Resource Management & Efficiency
Batched Emission
Multiple patches accumulated and emitted atomically:
dataset.addTag("tag1").addTag("tag2").addOwner("user1", OWNER);
client.entities().upsert(dataset); // Single network call, 3 patches
Connection Pooling
RestEmitter uses CloseableHttpAsyncClient with connection pooling for efficient HTTP reuse.
Graceful Degradation
Lazy loading failures logged but don't crash:
catch (Exception e) {
log.warn("Failed to lazy-load aspect {}: {}", aspectName, e.getMessage());
return null; // Graceful degradation
}
Comparison: V1 vs V2 Architecture
| Aspect | V1 (RestEmitter) | V2 (DataHubClientV2) |
|---|---|---|
| Abstraction Level | Low - MCPs | High - Entities |
| URN Construction | Manual strings | Automatic from builder |
| Aspect Wiring | Manual MCP building | Hidden in entity methods |
| Updates | Full aspect replacement | Patch-based incremental |
| Type Safety | Minimal - generic MCPs | Strong - typed entities |
| Lazy Loading | Not supported | TTL-based caching |
| Mode Awareness | Not supported | SDK vs INGESTION modes |
| Learning Curve | Steep - requires MCP knowledge | Gentle - intuitive builders |
Performance Characteristics
Network Efficiency
- Patch-based updates: O(changed_fields) vs O(all_fields)

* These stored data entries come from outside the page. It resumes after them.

PR #7026, opened 2020-07-20
BATS tests: more resilient remove_same_dev_warning

edsantiago:
Some CI tests are flaking in the SELinux test, possibly because
there's a new variation of the "multiple devices" warning I hadn't
seen before:

   WARNING: Creating device "/dev/null" with same type, major and minor as existing "/dev/foodevdir/null".

Solution: in remove_same_dev_warning(), remove "multiple" from
the match string.

Also: fix a Go test that wasn't cleaning up after itself. And
add an actual test to it, not just check-exit-status.

### DIFF
--- a/test/e2e/run_device_test.go
+++ b/test/e2e/run_device_test.go
@@ -75,11 +75,17 @@ var _ = Describe("Podman run device", func() {
 
 	It("podman run device host device and container device parameter are directories", func() {
 		SkipIfRootless()
-		SystemExec("mkdir", []string{"/dev/foodevdir"})
-		SystemExec("mknod", []string{"/dev/foodevdir/null", "c", "1", "3"})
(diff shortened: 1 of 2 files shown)


TomSweeneyRedHat:
Changes LGTM, but tests are somewhat less than happy.

mheon:
`[+0278s] Error: cannot stat /dev/foodevdir:/dev/bar: stat /dev/foodevdir: no such file or directory`

Coming out of Podman. It's wierd, considering that I'd expect the SystemExec earlier to make the device node to also fail, given it's in that directory - maybe it is and we're just not checking the exit code?

edsantiago:
I bet I shouldn't have added the `RemoveAll()` to `AfterEach()`. I bet it's some sort of parallelization issue. I'll see if I can do it as a `defer` instead.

- Lazy loading: Aspects fetched only when accessed
- Batch emission: Multiple patches sent in single flush
- Connection reuse: HTTP client pooling
Memory Efficiency
- Aspect caching: Only fetched aspects stored
- TTL expiration: Stale aspects eligible for GC
- Lazy instantiation: Aspects created on-demand
Time Complexity
- Entity creation: O(1) - builder accumulation
- Patch addition: O(1) - append to list
- Upsert operation: O(n) where n = pending patches or cached aspects
- Lazy fetch: O(1) cache lookup + O(1) network if miss
Extension Points
SDK V2 designed for extensibility:
- New entity types - Extend
Entitybase class - Custom aspects - Use
getAspectLazy/getOrCreateAspect - New patch types - Leverage existing patch builders
- Custom caching - Override
cacheTtlMs - Transport customization - Customize RestEmitter via builder
Summary
Java SDK V2 achieves its goals through principled design:
- Reuse over reinvention - Leverages existing patch builders and RestEmitter
- Patches over replacements - Efficient incremental updates
- Lazy over eager - Aspects fetched on-demand with caching
- Type safety over convenience - Strong typing throughout
- Layers over monoliths - Clear separation of entity, operations, transport
- Pragmatism over purity - Mode-aware behavior matches real-world usage
The result is an SDK that feels natural to Java developers while providing the efficiency and correctness required for production metadata management at scale.